[Supplied material — start]
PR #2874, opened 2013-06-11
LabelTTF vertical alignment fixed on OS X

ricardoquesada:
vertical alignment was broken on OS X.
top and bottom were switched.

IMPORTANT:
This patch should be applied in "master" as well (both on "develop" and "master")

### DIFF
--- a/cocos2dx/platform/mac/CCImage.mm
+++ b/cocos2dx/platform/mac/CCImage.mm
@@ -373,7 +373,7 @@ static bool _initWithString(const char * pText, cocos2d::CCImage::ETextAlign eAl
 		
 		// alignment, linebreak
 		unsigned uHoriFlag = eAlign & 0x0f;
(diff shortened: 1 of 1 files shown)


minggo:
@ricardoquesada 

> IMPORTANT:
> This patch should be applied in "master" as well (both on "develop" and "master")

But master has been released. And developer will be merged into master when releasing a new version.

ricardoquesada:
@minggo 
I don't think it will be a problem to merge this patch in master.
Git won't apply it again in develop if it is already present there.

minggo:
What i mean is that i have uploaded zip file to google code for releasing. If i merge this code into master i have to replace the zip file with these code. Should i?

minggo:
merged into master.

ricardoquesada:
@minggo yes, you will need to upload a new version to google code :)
[Supplied material — finish]
[Supplied material — start]
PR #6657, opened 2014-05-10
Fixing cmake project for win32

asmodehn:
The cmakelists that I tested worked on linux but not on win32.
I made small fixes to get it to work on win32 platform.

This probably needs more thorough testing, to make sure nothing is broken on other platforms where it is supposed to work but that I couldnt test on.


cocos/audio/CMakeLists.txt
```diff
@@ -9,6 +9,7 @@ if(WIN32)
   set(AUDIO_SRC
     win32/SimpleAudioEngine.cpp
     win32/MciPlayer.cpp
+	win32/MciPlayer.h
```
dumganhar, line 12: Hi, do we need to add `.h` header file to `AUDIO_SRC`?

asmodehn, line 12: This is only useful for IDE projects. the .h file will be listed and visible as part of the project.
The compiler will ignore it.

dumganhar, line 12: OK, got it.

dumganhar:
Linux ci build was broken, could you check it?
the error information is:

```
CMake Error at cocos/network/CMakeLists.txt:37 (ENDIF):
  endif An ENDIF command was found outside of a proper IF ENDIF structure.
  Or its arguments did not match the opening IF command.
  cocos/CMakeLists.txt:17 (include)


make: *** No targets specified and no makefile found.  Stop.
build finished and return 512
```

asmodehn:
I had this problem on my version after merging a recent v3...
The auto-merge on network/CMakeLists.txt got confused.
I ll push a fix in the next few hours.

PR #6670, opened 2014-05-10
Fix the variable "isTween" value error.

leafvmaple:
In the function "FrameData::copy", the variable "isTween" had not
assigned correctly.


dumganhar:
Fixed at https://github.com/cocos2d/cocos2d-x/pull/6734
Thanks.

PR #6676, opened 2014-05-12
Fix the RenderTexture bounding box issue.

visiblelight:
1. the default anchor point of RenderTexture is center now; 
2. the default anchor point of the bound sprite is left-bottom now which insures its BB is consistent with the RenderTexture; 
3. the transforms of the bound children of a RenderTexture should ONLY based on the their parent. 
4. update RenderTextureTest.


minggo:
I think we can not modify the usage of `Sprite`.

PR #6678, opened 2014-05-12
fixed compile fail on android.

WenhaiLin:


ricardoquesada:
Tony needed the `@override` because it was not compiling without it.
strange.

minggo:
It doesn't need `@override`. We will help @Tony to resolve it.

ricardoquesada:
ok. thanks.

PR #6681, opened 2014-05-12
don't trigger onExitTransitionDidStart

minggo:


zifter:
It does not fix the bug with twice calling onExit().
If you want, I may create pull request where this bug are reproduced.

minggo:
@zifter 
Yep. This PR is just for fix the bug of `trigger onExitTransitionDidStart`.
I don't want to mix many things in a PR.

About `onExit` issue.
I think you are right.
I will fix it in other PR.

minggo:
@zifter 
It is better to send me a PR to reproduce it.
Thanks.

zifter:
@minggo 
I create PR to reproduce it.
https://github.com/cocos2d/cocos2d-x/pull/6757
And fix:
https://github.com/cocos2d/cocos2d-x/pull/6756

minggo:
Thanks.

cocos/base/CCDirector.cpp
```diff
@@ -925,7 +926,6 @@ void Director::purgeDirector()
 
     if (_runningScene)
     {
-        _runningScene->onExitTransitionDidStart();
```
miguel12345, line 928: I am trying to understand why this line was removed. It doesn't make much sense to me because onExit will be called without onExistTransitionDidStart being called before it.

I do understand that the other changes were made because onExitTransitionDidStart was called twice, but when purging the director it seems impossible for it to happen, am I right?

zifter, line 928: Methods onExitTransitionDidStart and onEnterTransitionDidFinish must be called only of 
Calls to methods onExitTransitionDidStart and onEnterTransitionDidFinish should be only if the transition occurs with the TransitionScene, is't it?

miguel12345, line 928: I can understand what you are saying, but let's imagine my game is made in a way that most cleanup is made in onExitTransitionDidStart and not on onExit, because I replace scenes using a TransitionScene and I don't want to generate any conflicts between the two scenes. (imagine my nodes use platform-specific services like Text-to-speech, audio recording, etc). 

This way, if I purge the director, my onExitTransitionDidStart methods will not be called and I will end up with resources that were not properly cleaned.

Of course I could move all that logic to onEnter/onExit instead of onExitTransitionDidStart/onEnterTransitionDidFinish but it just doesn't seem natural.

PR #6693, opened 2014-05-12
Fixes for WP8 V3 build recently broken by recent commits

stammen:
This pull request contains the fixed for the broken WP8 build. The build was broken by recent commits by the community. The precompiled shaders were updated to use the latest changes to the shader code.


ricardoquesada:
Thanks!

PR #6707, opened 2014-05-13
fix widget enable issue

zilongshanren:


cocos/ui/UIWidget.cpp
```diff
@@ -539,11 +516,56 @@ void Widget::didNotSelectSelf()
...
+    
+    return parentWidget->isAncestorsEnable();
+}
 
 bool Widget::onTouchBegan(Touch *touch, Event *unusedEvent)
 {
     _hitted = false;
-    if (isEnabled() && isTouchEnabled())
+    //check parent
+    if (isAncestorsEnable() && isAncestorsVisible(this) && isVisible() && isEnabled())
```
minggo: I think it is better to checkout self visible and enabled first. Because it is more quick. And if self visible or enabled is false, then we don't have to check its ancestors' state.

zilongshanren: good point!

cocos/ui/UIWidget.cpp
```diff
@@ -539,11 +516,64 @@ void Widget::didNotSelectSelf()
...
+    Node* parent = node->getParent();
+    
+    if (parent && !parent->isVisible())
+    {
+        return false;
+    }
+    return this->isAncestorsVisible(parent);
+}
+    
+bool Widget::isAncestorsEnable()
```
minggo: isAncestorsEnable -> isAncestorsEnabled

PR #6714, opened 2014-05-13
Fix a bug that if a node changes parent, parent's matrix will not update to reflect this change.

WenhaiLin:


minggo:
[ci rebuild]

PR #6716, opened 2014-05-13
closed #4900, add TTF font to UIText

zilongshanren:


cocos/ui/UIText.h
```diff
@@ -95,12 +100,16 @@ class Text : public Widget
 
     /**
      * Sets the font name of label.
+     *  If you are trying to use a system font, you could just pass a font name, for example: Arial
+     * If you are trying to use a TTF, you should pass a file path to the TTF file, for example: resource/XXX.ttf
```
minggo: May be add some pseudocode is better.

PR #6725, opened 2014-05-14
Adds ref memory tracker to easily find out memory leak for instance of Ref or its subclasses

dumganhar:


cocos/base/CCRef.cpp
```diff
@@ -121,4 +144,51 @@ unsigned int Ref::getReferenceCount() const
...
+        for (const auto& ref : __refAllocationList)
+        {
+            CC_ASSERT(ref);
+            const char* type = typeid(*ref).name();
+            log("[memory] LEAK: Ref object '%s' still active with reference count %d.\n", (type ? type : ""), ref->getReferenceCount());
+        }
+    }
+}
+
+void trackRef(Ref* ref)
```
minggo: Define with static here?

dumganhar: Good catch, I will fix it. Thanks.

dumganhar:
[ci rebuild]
[Supplied material — finish]
[Supplied material — start]
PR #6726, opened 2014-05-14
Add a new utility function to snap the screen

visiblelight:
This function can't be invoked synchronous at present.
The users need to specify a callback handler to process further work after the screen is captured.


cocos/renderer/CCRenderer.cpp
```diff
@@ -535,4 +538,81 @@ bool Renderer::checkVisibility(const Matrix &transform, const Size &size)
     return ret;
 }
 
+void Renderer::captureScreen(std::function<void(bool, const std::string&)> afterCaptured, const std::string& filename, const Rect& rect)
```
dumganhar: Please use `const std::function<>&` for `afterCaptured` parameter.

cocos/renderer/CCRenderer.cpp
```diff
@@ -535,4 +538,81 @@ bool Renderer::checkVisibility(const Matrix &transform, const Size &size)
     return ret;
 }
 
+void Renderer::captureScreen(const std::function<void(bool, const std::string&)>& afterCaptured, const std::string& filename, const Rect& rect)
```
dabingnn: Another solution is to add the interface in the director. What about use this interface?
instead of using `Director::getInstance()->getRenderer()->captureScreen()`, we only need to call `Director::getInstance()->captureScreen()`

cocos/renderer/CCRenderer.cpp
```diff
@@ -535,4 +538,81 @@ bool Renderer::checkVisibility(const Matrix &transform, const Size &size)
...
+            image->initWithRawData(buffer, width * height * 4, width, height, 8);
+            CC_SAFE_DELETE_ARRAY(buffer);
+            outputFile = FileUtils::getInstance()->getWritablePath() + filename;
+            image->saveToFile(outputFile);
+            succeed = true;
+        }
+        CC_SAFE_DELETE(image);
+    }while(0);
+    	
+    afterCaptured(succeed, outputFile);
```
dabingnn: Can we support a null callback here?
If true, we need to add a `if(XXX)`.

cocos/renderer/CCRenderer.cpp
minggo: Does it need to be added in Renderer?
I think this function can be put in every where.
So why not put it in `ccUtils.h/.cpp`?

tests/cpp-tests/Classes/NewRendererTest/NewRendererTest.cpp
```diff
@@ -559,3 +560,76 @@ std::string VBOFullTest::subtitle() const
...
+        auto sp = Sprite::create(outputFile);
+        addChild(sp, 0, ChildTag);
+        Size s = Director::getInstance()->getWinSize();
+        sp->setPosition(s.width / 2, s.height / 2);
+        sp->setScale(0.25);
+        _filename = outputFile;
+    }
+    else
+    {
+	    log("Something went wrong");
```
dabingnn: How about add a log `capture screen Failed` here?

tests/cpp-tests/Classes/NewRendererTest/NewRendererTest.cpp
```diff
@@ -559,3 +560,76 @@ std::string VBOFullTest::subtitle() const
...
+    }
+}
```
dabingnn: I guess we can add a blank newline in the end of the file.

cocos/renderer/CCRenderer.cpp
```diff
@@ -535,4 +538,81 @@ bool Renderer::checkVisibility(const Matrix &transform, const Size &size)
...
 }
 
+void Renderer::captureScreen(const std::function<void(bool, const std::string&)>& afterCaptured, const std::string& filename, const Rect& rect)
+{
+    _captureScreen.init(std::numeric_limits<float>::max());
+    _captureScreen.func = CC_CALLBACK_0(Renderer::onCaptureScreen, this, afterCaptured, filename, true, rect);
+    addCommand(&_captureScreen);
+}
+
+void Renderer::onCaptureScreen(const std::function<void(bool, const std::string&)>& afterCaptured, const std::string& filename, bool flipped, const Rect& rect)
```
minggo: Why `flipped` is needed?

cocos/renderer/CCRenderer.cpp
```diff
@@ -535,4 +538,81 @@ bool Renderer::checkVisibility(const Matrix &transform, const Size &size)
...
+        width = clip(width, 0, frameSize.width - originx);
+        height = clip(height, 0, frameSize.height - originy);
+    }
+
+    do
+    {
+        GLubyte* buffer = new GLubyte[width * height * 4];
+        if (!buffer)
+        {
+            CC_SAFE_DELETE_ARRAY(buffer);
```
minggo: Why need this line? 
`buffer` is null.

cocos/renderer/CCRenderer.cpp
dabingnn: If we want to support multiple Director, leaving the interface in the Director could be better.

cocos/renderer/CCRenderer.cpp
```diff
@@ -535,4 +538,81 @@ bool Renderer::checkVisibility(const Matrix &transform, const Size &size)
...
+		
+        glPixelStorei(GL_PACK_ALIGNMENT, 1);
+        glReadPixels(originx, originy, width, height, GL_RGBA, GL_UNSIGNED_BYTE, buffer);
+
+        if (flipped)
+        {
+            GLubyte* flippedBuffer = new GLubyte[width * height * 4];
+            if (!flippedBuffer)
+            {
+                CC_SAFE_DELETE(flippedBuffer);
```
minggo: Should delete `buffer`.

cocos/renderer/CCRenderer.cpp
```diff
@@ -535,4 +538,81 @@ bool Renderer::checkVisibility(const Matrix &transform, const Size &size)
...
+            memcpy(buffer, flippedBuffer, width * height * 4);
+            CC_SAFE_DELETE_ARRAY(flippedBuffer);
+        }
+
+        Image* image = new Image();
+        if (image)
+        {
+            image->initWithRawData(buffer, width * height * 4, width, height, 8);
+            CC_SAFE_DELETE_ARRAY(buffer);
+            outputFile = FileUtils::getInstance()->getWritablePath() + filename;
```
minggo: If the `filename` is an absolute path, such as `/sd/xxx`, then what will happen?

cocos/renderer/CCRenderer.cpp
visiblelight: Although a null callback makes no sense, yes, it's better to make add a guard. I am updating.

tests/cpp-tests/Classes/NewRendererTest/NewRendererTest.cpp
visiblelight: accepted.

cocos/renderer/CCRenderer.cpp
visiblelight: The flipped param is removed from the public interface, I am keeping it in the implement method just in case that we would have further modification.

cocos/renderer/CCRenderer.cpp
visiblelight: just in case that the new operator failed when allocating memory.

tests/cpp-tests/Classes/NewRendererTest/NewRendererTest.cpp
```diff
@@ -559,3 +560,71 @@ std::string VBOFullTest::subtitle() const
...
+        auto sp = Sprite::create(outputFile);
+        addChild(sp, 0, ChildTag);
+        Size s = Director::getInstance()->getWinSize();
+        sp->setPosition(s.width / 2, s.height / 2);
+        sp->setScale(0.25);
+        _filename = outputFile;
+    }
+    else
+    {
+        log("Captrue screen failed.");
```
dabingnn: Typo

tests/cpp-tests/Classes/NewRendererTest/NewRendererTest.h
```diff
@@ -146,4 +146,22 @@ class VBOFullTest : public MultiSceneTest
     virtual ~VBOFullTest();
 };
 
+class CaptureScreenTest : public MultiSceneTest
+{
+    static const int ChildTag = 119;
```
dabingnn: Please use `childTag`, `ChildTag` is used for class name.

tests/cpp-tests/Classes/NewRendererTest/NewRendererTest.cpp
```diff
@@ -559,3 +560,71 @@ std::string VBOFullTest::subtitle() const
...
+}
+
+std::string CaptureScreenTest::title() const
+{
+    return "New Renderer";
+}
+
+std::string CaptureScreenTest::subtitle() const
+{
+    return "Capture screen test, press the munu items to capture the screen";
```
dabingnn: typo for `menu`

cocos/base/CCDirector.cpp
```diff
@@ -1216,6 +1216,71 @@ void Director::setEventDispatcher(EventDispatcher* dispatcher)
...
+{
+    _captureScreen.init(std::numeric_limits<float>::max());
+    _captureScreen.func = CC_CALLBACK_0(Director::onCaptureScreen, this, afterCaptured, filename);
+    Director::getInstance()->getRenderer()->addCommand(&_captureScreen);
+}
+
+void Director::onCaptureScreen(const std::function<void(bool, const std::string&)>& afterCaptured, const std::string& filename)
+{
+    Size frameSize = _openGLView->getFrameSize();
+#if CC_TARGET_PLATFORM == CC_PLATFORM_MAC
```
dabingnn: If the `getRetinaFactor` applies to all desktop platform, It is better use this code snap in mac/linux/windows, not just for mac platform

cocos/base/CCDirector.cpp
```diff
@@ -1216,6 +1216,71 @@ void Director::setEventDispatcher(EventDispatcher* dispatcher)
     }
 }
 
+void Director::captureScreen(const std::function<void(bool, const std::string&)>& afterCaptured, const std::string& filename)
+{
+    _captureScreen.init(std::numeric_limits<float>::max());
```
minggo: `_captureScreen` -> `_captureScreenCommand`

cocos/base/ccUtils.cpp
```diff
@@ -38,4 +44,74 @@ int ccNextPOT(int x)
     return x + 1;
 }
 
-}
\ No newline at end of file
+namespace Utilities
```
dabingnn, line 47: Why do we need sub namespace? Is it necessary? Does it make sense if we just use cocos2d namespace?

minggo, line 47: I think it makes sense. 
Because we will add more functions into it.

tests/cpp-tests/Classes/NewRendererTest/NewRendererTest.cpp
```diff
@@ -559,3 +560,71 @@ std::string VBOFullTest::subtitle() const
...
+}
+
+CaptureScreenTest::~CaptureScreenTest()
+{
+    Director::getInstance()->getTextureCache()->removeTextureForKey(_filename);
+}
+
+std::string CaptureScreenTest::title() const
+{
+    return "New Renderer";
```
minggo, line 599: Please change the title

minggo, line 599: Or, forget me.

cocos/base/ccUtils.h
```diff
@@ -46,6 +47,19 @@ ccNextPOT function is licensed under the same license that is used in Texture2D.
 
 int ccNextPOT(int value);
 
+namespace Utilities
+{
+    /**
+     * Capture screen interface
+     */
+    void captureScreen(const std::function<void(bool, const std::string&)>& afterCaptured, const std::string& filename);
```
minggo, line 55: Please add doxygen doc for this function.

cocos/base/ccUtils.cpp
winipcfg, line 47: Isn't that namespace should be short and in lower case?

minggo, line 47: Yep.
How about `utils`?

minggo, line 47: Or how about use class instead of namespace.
[Supplied material — finish]
Assignment: Compute the number of lines in the entries above that hold the word "interface"; the answer must contain nothing else.

Task solution: 4